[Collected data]
-------

PR #171, opened 2018-08-23
Additional content changes

emmabeynon:
For https://trello.com/c/Gm1BOO1O/151-review-pages-with-updated-content-in-content-publisher-s

#### Before - display the document title
edit-title-before

#### After - display "Create" + document_type when the document is new
new-create-press-release-after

-------

* **YOUR OBJECTIVE**
The reply should be a precise retyping of all the data.

* **ANSWER FOR THIS EXERCISE**
PR #171, opened 2018-08-23
Additional content changes

emmabeynon:
For https://trello.com/c/Gm1BOO1O/151-review-pages-with-updated-content-in-content-publisher-s

#### Before - display the document title
edit-title-before

#### After - display "Create" + document_type when the document is new
new-create-press-release-after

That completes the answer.